- _Assigned task_
Send back exactly the lines from the opening line of the records below through the one with "Add include directory".

- _Data for processing_
PR #4887, opened 2020-06-17
Update MSVS2019 Project (#4884)

### LINKED ISSUE #4884: Visual Studio Project Doesn't Build
I know about the Visual Studio project file not building.

The CMake version is probably ok.

I'm just making this issue to force myself to find the time to update it.

The-EG:
Add subproject for fmt
Add include directory for contrib/fmt/include to most subprojects

This will get the project to build for x64, but Pioneer will not run yet. There are a couple of other issues that aren't related to the actual project files that need to be fixed for that. If you want to run it to test it out, set the subsystem to console in the linker options, and set SIZE_FMT equal to "%zu" (libs.h: 44-48).

Additionally, x86 building has an issue in FrameId.h: it seems that size_t and uint32_t are being evaluated to the same value and causing a duplicate declaration. 

Fixes #4884


The-EG:
It's also worth noting: I'm not sure why it's actually building successfully against the VS2017 pioneer-thirdparty libs...I guess there wasn't an ABI change between v141 and v142. 

But, that's why the whole program optimization is off for the new fmt project in the release configuration. If that is turned on, it triggers the use of /LTCG which then causes the linker to fail on linking libogg_static.lib, complaining it's compiled with an old version(v141).

The-EG:
Fixed a few things for PreRelase and Profile builds. All (Release, PreRelease, Profile, Debug) should all now build for x64.

x86 may require some tweaks once the FrameId.h issue is addressed.

impaktor:
This is up to @fluffyfreak to OK / merge, if it's all done.

PR #4889, opened 2020-06-18
Cleanup Sector Map View

The-EG:
This is some cleanup I meant to do to the sector map view after I added the hyperjump planner...better late then never?

image

The hyperjump planner has been integrated into the sectormap module. There was no real reason to have them separate other than it made it easier for me to write it while the sector map was being ported to ImgUI.

Everything is now on separate tabs, which should be closer to some of the original mockups and I think it ends up being less cluttered/crowded.

Info:
image

Factions:
image

Search:
image

Hyperjump Route:
image

Settings:
image

Clicking the tab that is already selected will hide the window. This is similar to hiding all of the sectormap ui with the tab key (this still functions for now), but the zoom controls and tab buttons are still shown:
image
Click a tab to show it again.

Because it's using less screen space, and it's easy to hide, I changed the window background to something darker. It was difficult to read at times with the darker background.

Todos:
- [ ] It looks like I need to cleanup the sectormap lua a bit...indenting is strange in some spots
- [ ] Translation strings - some of the sectormap stuff is hard coded
- [ ] Add Jump in the route planner still needs a better icon
- [ ] Settings: 'Remove jump when completed' should probably be changed to 'Remove jump from route when completed' 
- [ ] Should 'Remove jump..' setting also be persistent like the other settings?
- [ ] Enable font scaling? (I noticed some of the new UI now does this in places...)

Also, the fact that the sector map is rotated by holding the right mouse button, but the system map now uses the middle button drives me bonkers! I don't really mind which, but I feel like they should use the same button.


Gliese852:
Please see #4852

impaktor:
Yeah, this will clash hard with @Gliese852's branch. Better if @The-EG could review and test #4852 and then add wanted changes after it's merged, or collaborate with @Gliese852 for additional commits.

Thanks for the effort though!

The-EG:
@Gliese852 & @impaktor Fair enough! I looked for anything open first, but didn't find that one for some reason.

Gliese852:
@The-EG It would be very interesting to know your opinion about #4852 !

The-EG:
@Gliese852 I'll have to get your branch and test it out...but on first glance, it looks like what you're doing is much more in depth then what I was trying to accomplish, which was just to unclutter it and get it looking more towards what nozmajner's mockups look like. 

I'll reply there, so it's all in one spot.

PR #4891, opened 2020-06-21
Surface impact alerts

WKFO:
Adds HUD alerts for dangerous planetary (and stellar?) approaches. Has 3 modes.

- "DESCENT RATE": If the player is flying close to the asteroid/planet/star and has a dangerously high descent rate, a HUD warning appears with a short audio tone. If ignored for longer than several seconds (descent rate not reduced), it usually guarantees a crash (especially if there is no atmosphere) or maybe a soft bump.

- "IMPACT TRAJECTORY": If the player is far away from the body but is unable to decelerate before hitting the ground. Usually does not require immediate action, and disappears once the velocity vector is pointed away from the body. No audio tone.

- "IMPACT IMMINENT": If the player is far away from the body but is on a dangerous impact trajectory. May appear if IMPACT TRAJECTORY is ignored for too long. The player is unlikely to survive unless immediate action is taken, and even then, it is hard to recover from. No audio tone, because we will let people die in peace.

Those are all calculated independently from the braking distance gauge, because it takes the regular ship velocity while I take approach velocity only. They have different purposes.

I did a lot of play-testing myself, but others should probably do some too.
The mathematics are pretty simple motion formulas, but if you can't read my handwriting I will gladly explain. They just look long because variable names are long.

descent

impact

imminent
(The last image might look survivable but no, you can't divert quickly enough. I tried.)


WKFO:
Found a bug where IMPACT IMMINENT alert shows when you are passing by a planet at high speed. I know how to solve it, but it is past midnight so I will solve it tomorrow probably.

Web-eWorks:
@WKFO I'd definitely love it if you'd include a link to a breakdown of the motion equations used, if only for future maintainers to be able to understand which specific formula you're using (and to give future contributors a stepping-off point if they want to improve it!)

impaktor:
> I'd definitely love it if you'd include a link to a breakdown of the motion equations used,

Preferably this should be included as comment and/or commit message as well.

WKFO:
The bug is fixed, I made a few changes.

Here are the horribly drawn visualizations of what I tried to do. I think the equivalent of most equations can be found: 

https://en.wikipedia.org/wiki/Projectile_motion
https://en.wikipedia.org/wiki/Projectile_motion#Maximum_height_of_projectile

And I have this bookmarked which helps you predict orbits by velocity + position:
https://space.stackexchange.com/questions/1904/how-to-programmatically-calculate-orbital-elements-using-position-velocity-vecto/1919#1919

Descent rate:
descent_rate
If tangential speed is high, it becomes a warning that tells you getting any lower any faster is dangerous.

Impact trajectory/imminent:
impact

Impact warnings are accurate themselves, only the escape possibility estimations have estimations in them. At this point it is accurate enough, anything more accurate in escape estimations does not earn the player anything (and gives the player less time to react), and also requires complex integrals which might become expensive to calculate every frame and are hard on my brain.

And why would you need an "IMPACT IMMINENT" warning showing up just when impact becomes 100% unavoidable anyway?

However, even then, I did make a few calculations for theoretically improved versions, trying to come closer to maximum physically accurate models.
formm

This is my whiteboard while I was trying to model "approach velocity over time depending on periapsis altitude or initial velocity vector". Another instance was me trying the same thing but using kinetic and gravity potential energy. 

None of them ended up turning into code, because I could as well just go on and simulate every atomic nuclei making up the ship.

WKFO:
Alerts are now red instead of green.

WKFO:
Fixed an issue. The descent rate alert no longer triggers when you force extreme time accelerations when the autopilot is docking.

laarmen:
Oh wow. Lots of graphics, that ought to help understanding it all.

On the subject of having a warning for impacts that are unavoidable: they are indeed relatively useless from a gameplay perspective, but in the real world you'd want them, in a "brace for impact" sort of thing. Sure, the player cannot "brace", but it'd still make sense to have the warnings for immersion.

However, I'm quite partial to not implementing stuff that make my brains hurt, too ;-)

WKFO:
Impact trajectory does not represent immediate danger so I put it as a small notifier on bottom right as suggested. (Sits just above GPS data box)

For some reason UI background color in screenshots are messed up.

traj
danger

impaktor:
Would be good if you could squash the bug fix commits

WKFO:
Squash done!

nozmajner:
A first draft of a impakt trajectory icon I mentioned on IRC
impact_trajectory_01

impaktor:
Is this ready for test/merge?

WKFO:
@nozmajner was making an icon, so it should wait

nozmajner:
Right, I forgot about this, sorry.
How about this one?
[icons_2.zip](https://github.com/pioneerspacesim/pioneer/files/4941901/icons_2.zip)
image
(I thin I prefer this one)



Or this:
[icons.zip](https://github.com/pioneerspacesim/pioneer/files/4941883/icons.zip)
image
A bit clearer though.

WKFO:
Ugh, I will have to fix this.

WKFO:
I did something and en.json turned into a binary file apparently!

WKFO:
Spaces fixed, two conflicts left.

nozmajner:
Up-to-date icons file, pulled from master, added the collision icon to the end.
[icons.zip](https://github.com/pioneerspacesim/pioneer/files/4943492/icons.zip)

WKFO:
This PR should be ready for test/merge now.

WKFO:
Oh, and this is where the icon is located, mirror symmetry to the combat alert icons.
screenshot-20200721-152715

fluffyfreak:
Ok this PR is all done and ready to review+merge etc?

WKFO:
@fluffyfreak yes, it is ready.

impaktor:
I'd squash the last commit into the first, as they look to edit the same files. 
You could then add another commit that removes tve icon file and squash that commit also, and then make a new commit that adds only the icon file and commit with `--author=nozmajner`

...um, make sure you don't loose the icon file in the exercise!

nozmajner:
I don't mind if you don't do the thing with the icon and crediting. No need for the hassle.

WKFO:
> 
> 
> I'd squash the last commit into the first, as they look to edit the same files.
> You could then add another commit that removes tve icon file and squash that commit also, and then make a new commit that adds only the icon file and commit with `--author=nozmajner`
> 
> ...um, make sure you don't loose the icon file in the exercise!

Done.
I think.

impaktor:
The git fascist in me is happy.

As for the code, I assume that blob that does the magic in lua is mostly heuristic, as such I don't intend to review it at any lenght, maybe someone else want to do it? If this has been tested and works, I'm happy to merge (or "rebase and merge" if using github's gui) as is.

PR #4894, opened 2020-06-22
Spelling Updates

craigo-:
Spelling and grammatical changes to:

- module-advice/en.json
- module-newseventcommodity/en.json
- equipment-core/en.json
- module-assassination/en.json
- module-breakdownservicing/en.json

### DIFF
--- a/data/lang/module-advice/en.json
+++ b/data/lang/module-advice/en.json
@@ -8,8 +8,8 @@
     "message": "Know when to leave town"
   },
   "ADVICE_1_BODYTEXT": {
-    "description": "Point made is: the real illegal goods traders are fix to each station, but police's fake illegal goods traders will be random every time.",
-    "message": "As you return to a station, be weary of those alternative market places you do not recognize, and you will stay out of trouble with the law."
+    "description": "Point made is: the real illegal goods traders are fixed to each station, but police's fake illegal goods traders will be random every time.",
+    "message": "As you return to a station, be wary of those alternative market places you do not recognize, and you will stay out of trouble with the law."
   },
   "ADVICE_1_HEADLINE": {
     "description": "",
--- a/data/lang/module-newseventcommodity/en.json
+++ b/data/lang/module-newseventcommodity/en.json
@@ -37,22 +37,22 @@
   },
   "FLAVOUR_13_NEWSBODY": {
     "description": "Imply that nobody wants to buy ROBOTS anymore.",
-    "message": "It is now man against machine in the {system} system ({sectorx}, {sectory}, {sectorz}), as \"behavioural malfunction\" causes home consumers to loose faith in robot servants."
+    "message": "It is now man against machine in the {system} system ({sectorx}, {sectory}, {sectorz}), as \"behavioural malfunction\" causes home consumers to lose faith in robot servants."
   },
   "FLAVOUR_14_HEADLINE": {
     "description": "",
-    "message": "NEWS {date}: Solar flare causes biggest black out in a millennium in the {system} system."
+    "message": "NEWS {date}: Solar flare causes biggest blackout in a millennium in the {system} system."
   },
   "FLAVOUR_14_NEWSBODY": {
     "description": "Avoid using word Tupperware, say tuppenware, blooperware, tooperwar or plastic containers etc. If translation doesn't work, feel free to be creative, as long as it is implying a high demand of PLASTICS.",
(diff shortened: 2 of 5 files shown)


data/lang/module-advice/en.json
```diff
@@ -8,8 +8,8 @@
     "message": "Know when to leave town"
   },
   "ADVICE_1_BODYTEXT": {
-    "description": "Point made is: the real illegal goods traders are fix to each station, but police's fake illegal goods traders will be random every time.",
-    "message": "As you return to a station, be weary of those alternative market places you do not recognize, and you will stay out of trouble with the law."
+    "description": "Point made is: the real illegal goods traders are fixed to each station, but police's fake illegal goods traders will be random every time.",
```
impaktor, line 11: I'm not convinced that 'fixed' is preferred over 'fix', as it not referring to something that is "put in order"/fixed, but rather, something that is constant. Native speakers can chime in on this if I'm wrong.

data/lang/module-newseventcommodity/en.json
```diff
@@ -37,22 +37,22 @@
...
-    "message": "The system wide power outage wrecks havoc to the {system} system ({sectorx}, {sectory}, {sectorz}). Consumers line up to buy the last Trapperware to replace their fridges, as producer has run out of raw material."
+    "message": "The system wide power outage wrecks havoc to the {system} system ({sectorx}, {sectory}, {sectorz}). Consumers line up to buy the last Trapperware to replace their fridges, as the producer has run out of raw material."
   },
   "FLAVOUR_15_HEADLINE": {
     "description": "",
     "message": "NEWS {date}: Police raids crime syndicate in the {system} system, key leaders arrested."
   },
   "FLAVOUR_15_NEWSBODY": {
-    "description": "imply high demand of NARCOTICS.",
+    "description": "Imply high demand of NARCOTICS.",
```
impaktor, line 55: Technically, description fields are just for the internal transifex system, and not used in-game, so doesn't matter if upper/lower case. Just mentioning it for future reference.

impaktor (commented):
So in general, I (we?) are reluctant to mess about with the english translation strings once in master, since any change will trigger re-translation of that string in all other languages. 

I know there's at least one post on the forum that has done a lot of "nitpicking" on the en.json files, but that also never made it into master, for that reason. That being said, I'm OK with merging this, except for the "fix"/"fixed" swap that I don't agree with.

craigo-:
Thanks for looking at this, @impaktor. I am aware of the translation process that informs the need to touch these files as little as possible. This PR started with the definite improper use of a word that appeared mid-game (weary), but I expanded my checking to catch as much as I could in one hit. If any of this is straying into nit-picking territory, I'm happy to revert. And you could make the argument that the imperfect language adds flavour and authenticity - I'm sure people's spelling and grammar in 3200 isn't going to be perfect 😄

data/lang/module-advice/en.json
craigo-: Native speaker here (although school is a distant memory 😄)

The two definitions of the verb "to fix" still use the same conjugation and past participle (I think that's the right term for its use here). Replace with the verb "paint" and see what you get:

"The products are paint to each wall" / "The products are painted to each wall"

data/lang/module-newseventcommodity/en.json
craigo-: Fair enough and good to know. This was merely an inconsistency I picked up.

data/lang/module-advice/en.json
Web-eWorks: "Fixed" in this instance is a shorter and more common form of the verb "affixed", as in "to pin/nail/glue in place" or "to permanently attach". "Fix" in this instance doesn't have any semantic meaning other than a mis-conjugation of "fixed".

impaktor: So, e.g. "The North star is affixed / fixed in the northern sky"?

Web-eWorks: Yes, "The North Star is fixed at a constant heading in the northern sky" would be valid - here "fixed" means it's in a constant position. It's a little weird because "affixed" is an action verb and implies that "we" (for some definition of we) *did* the affixing, but that's more of an English idiosyncrasy, and likely why the "fixed" form tends to be more popular - because it doesn't imply the subject of the verb so strongly.

impaktor:
I've squashed the commits (they're all the same "spelling fix", don't need a commit for every file, or change), and rebased to current master, to get rid of old merge-commit, and force pushed it to your github branch, so beware, your local copy is now in conflict with your origin / github repo branch. Will merge shortly.

laarmen:
Oh wow, when they say that the owner can edit the PR branch they're not
kidding around!

PR #4902, opened 2020-07-01
Fix MSVC cmake build (#4658)

### LINKED ISSUE #4658: MSVC CMake Debug (x64) builds cannot run due to sigc++
### Observed behaviour
Use CMake to generate Visual Studio 2019 project
Open it and choose Debug x64
Build All
...
Once built attempt to run the `Pioneer` project,
It will stall on https://github.com/pioneerspacesim/pioneer/blob/master/src/Pi.cpp#L524 and if it ever progresses beyond it then it must take at least 10 minutes on a high-end machine but I've never waited that long...

This makes it much harder to debug under MSVC since we cannot run a full Debug build

### Expected behaviour
That it works like it used too.

### Steps to reproduce
see above

Windows 10, Visual Studio 2019

The-EG:
This requires https://github.com/pioneerspacesim/pioneer-thirdparty/pull/29

Update SIGCPP_LIBRARIES to use debug version for debug builds
Fix variable name reference in post_build command
Output executables to the root dir when doing MSVC build

fixes #4658 

With this, the cmake build should work again in MSVC for both Release and Debug.

I added the output dir thing so that you can run debug pioneer from within Visual Studio without having to move files around or attaching it manually. 
I may be using it differently, but when I open the CMakeLists.txt in MSVS (File->Open->Cmake) and build, it outputs everything under out/ without this change.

- _Your solution_
PR #4887, opened 2020-06-17
Update MSVS2019 Project (#4884)

### LINKED ISSUE #4884: Visual Studio Project Doesn't Build
I know about the Visual Studio project file not building.

The CMake version is probably ok.

I'm just making this issue to force myself to find the time to update it.

The-EG:
Add subproject for fmt
Add include directory for contrib/fmt/include to most subprojects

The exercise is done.